Goal of the exercise
When a line in the entries contains the word "exceeded", copy that line in full.

Data provided

PR #4647, opened 2026-02-11
fix: don't hide async exceptions in logs

### LINKED ISSUE #4646: Logs are not showing important `AsyncExceptions`
## Problem

This can be reproduced with:

```
$ PGRST_DB_SCHEMAS="apflora" LOG_LEVEL=debug postgrest-with-pg-14 -f test/io/fixtures/big_schema.sql postgrest-run
11/Feb/2026:09:08:23 -0500: Starting PostgREST 15 (pre-release)...
11/Feb/2026:09:08:23 -0500: Schema cache loaded in 252.2 milliseconds

$ curl localhost:3000/

-- No Logs are produced
```

Here a `stack overflow` is happening, yet we don't log it

This is because we use the `defaultsSettings` from Warp:

https://github.com/PostgREST/postgrest/blob/55cd5a23ff52bc688674d5c3b1c0ef751994ec13/src/PostgREST/App.hs#L84-L86

And those have [defaultOnException](https://github.com/yesodweb/wai//blob/8c3882c60f6abe043889fc20c7efd3fa9747fa4a/warp/Network/Wai/Handler/Warp/Settings.hs#L203-L208):

```hs
-- | The default settings for the Warp server. See the individual settings for
-- the default value.
defaultSettings :: Settings
defaultSettings =
    Settings
        { settingsPort = 3000
        , settingsHost = "*4"
        , settingsOnException = defaultOnException
```
Which does [this](https://github.com/yesodweb/wai//blob/8c3882c60f6abe043889fc20c7efd3fa9747fa4a/warp/Network/Wai/Handler/Warp/Settings.hs#L251-L269):

```hs
-- | Apply the logic provided by 'defaultOnException' to determine if an
-- exception should be shown or not. The goal is to hide exceptions which occur
-- under the normal course of the web server running.
--
-- Since 2.1.3
defaultShouldDisplayException :: SomeException -> Bool
defaultShouldDisplayException se
    | Just (_ :: InvalidRequest) <- fromException se = False
    | Just (ioeGetErrorType -> et) <- fromException se
    , et == ResourceVanished || et == InvalidArgument =
        False
    | isAsyncException se = False
    | otherwise = True

-- | Printing an exception to standard error
--   if `defaultShouldDisplayException` returns `True`.
--
-- Since: 3.1.0
defaultOnException :: Maybe Request -> SomeException -> IO ()
defaultOnException _ e =
    when (defaultShouldDisplayException e) $
        TIO.hPutStrLn stderr $
            T.pack $
                show e
```

The ` | isAsyncException se = False` part is hiding all the async exceptions, which look quite important to log.

```hs
-- |Asynchronous exceptions.
data AsyncException
  = StackOverflow
        -- ^The current thread\'s stack exceeded its limit.
        -- Since an exception has been raised, the thread\'s stack
        -- will certainly be below its limit again, but the
        -- programmer should take remedial action
        -- immediately.
  | HeapOverflow
        -- ^The program\'s heap is reaching its limit, and
        -- the program should take action to reduce the amount of
        -- live data it has. Notes:
        --
        --   * It is undefined which thread receives this exception.
        --     GHC currently throws this to the same thread that
        --     receives 'UserInterrupt', but this may change in the
        --     future.
        --
        --   * The GHC RTS currently can only recover from heap overflow
        --     if it detects that an explicit memory limit (set via RTS flags).
        --     has been exceeded.  Currently, failure to allocate memory from
        --     the operating system results in immediate termination of the
        --     program.
  | ThreadKilled
        -- ^This exception is raised by another thread
        -- calling 'Control.Concurrent.killThread', or by the system
        -- if it needs to terminate the thread for some
        -- reason.
  | UserInterrupt
        -- ^This exception is raised by default in the main thread of
        -- the program when the user requests to terminate the program
        -- via the usual mechanism(s) (e.g. Control-C in the console).
  deriving ( Eq  -- ^ @since 4.2.0.0
           , Ord -- ^ @since 4.2.0.0
           )
```

## Notes

Also note that  `TIO.hPutStrLn stderr` doesn't follow our apache log format, we should change that.

steve-chavez:
Fixes #4646. Using the repro on #4646, this now produces the log:

```
11/Feb/2026:09:40:08 -0500: Warp server error: stack overflow
```

When:
```
$ curl localhost:3000/
```

### TODO

- [x] Filtering exceptions, some that are safely ignorable and others that could potentially cause flooding.
- [x] Tests

### DIFF
--- a/CHANGELOG.md
+++ b/CHANGELOG.md
@@ -15,6 +15,8 @@ All notable changes to this project will be documented in this file. From versio
 
 ### Fixed
 
+- Don't hide async exceptions in logs by @stevechavez in #4646
+
 ### Changed
 
 - Log error when `db-schemas` config contains schema `pg_catalog` or `information_schema` by @taimoorzaeem in #4359
--- a/src/PostgREST/App.hs
+++ b/src/PostgREST/App.hs
@@ -9,18 +9,24 @@ Some of its functionality includes:
 - Producing HTTP Headers according to RFCs.
 - Content Negotiation
 -}
-{-# LANGUAGE RecordWildCards #-}
+{-# LANGUAGE RecordWildCards     #-}
+{-# LANGUAGE ScopedTypeVariables #-}
+{-# LANGUAGE ViewPatterns        #-}
 module PostgREST.App
   ( postgrest
   , run
   ) where
 
 
+import GHC.IO.Exception (IOErrorType (..))
+import System.IO.Error  (ioeGetErrorType)
+
 import Control.Monad.Except     (liftEither)
 import Data.Either.Combinators  (mapLeft, whenLeft)
 import Data.Maybe               (fromJust)
 import Data.String              (IsString (..))
-import Network.Wai.Handler.Warp (defaultSettings, setHost, setPort,
+import Network.Wai.Handler.Warp (defaultSettings, setHost,
+                                 setOnException, setPort,
                                  setServerName)
 
 import qualified Data.Text.Encoding       as T
@@ -63,7 +69,6 @@ type Handler = ExceptT Error
 
 run :: AppState -> IO ()
 run appState = do
-  let observer = AppState.getObserver appState
   conf@AppConfig{..} <- AppState.getConfig appState
 
   AppState.schemaCacheLoader appState -- Loads the initial SchemaCache
@@ -79,7 +84,24 @@ run appState = do
     address <- resolveSocketToAddress (AppState.getSocketREST appState)
     observer $ AppServerAddressObs address
 
-  Warp.runSettingsSocket (serverSettings conf) (AppState.getSocketREST appState) app
+  Warp.runSettingsSocket (serverSettings conf & setOnException onWarpException) (AppState.getSocketREST appState) app
+  where
+    observer = AppState.getObserver appState
+
+    onWarpException :: Maybe Wai.Request -> SomeException -> IO ()
+    onWarpException _ ex =
+      when (shouldDisplayException ex) $
+        observer $ WarpErrorObs $ show ex
+
+    -- Similar to wai defaultShouldDisplayException in
+    -- https://github.com/yesodweb/wai//blob/8c3882c60f6abe043889fc20c7efd3fa9747fa4a/warp/Network/Wai/Handler/Warp/Settings.hs#L251-L258
+    -- but without omitting AsyncException since it's important to log for ThreadKilled, StackOverflow and other cases.
+    -- We want to reuse this to avoid flooding the logs for some transient failure cases.
+    shouldDisplayException :: SomeException -> Bool
+    shouldDisplayException se
+        | Just (_ :: Warp.InvalidRequest) <- fromException se = False
+        | Just (ioeGetErrorType -> et) <- fromException se, et == ResourceVanished || et == InvalidArgument = False
+        | otherwise = True
 
 serverSettings :: AppConfig -> Warp.Settings
 serverSettings AppConfig{..} =
--- a/test/io/test_big_schema.py
+++ b/test/io/test_big_schema.py
@@ -3,6 +3,7 @@
 import re
 
 import pytest
+import requests
 
 from postgrest import run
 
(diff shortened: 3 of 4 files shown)


steve-chavez:
Tests are failing because we have new logs:

```
11/Feb/2026:14:55:01 +0000: Warp server error: Warp: Client closed connection prematurely
11/Feb/2026:14:55:01 +0000: Warp server error: Warp: Client closed connection prematurely
11/Feb/2026:14:55:01 +0000: Schema cache queried in 579.2 milliseconds
```

Maybe we should still surface these for `log-level=debug`. Also remove the unnecessary prefixes.

**Edit**: did not log these for now, as they're transient failures.

src/PostgREST/App.hs
```diff
@@ -71,22 +78,38 @@ run appState = do
...
+
+-- Similar to wai defaultShouldDisplayException in
+-- https://github.com/yesodweb/wai//blob/8c3882c60f6abe043889fc20c7efd3fa9747fa4a/warp/Network/Wai/Handler/Warp/Settings.hs#L251-L258
+-- but without omitting AsyncException.
+-- We want to reuse this to avoid flooding the logs for some transient failure cases.
+shouldDisplayException :: SomeException -> Bool
+shouldDisplayException se
+    | Just (_ :: Warp.InvalidRequest) <- fromException se = False
+    | Just (ioeGetErrorType -> et) <- fromException se, et == ResourceVanished || et == InvalidArgument = False
+    | otherwise = True
```
steve-chavez: Decided to only log AsyncExceptions to minimize risk of flooding logs.

test/io/test_big_schema.py
```diff
@@ -54,6 +55,27 @@ def test_openapi_in_big_schema(defaultenv):
...
+
+    with run(env=env, wait_max_seconds=30, no_startup_stdout=False) as postgrest:
+        with pytest.raises(requests.exceptions.ConnectionError):
+            postgrest.session.get("/")
+
+        output = postgrest.read_stdout(nlines=10)
+        output.extend(postgrest.read_stdout(nlines=10))
+
+        assert any(
+            "Warp server error: stack overflow" in line for line in output
```
steve-chavez: Tested this case as it is the simplest one.

src/PostgREST/App.hs
```diff
@@ -71,22 +78,38 @@ run appState = do
...
+
+-- Similar to wai defaultShouldDisplayException in
+-- https://github.com/yesodweb/wai//blob/8c3882c60f6abe043889fc20c7efd3fa9747fa4a/warp/Network/Wai/Handler/Warp/Settings.hs#L251-L258
+-- but without omitting AsyncException since it's important to log for ThreadKilled, StackOverflow and other cases.
+-- We want to reuse this to avoid flooding the logs for some transient failure cases.
+shouldDisplayException :: SomeException -> Bool
+shouldDisplayException se
+    | Just (_ :: Warp.InvalidRequest) <- fromException se = False
+    | Just (ioeGetErrorType -> et) <- fromException se, et == ResourceVanished || et == InvalidArgument = False
+    | otherwise = True
```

Exercise solution
        -- ^The current thread\'s stack exceeded its limit.
        --     has been exceeded.  Currently, failure to allocate memory from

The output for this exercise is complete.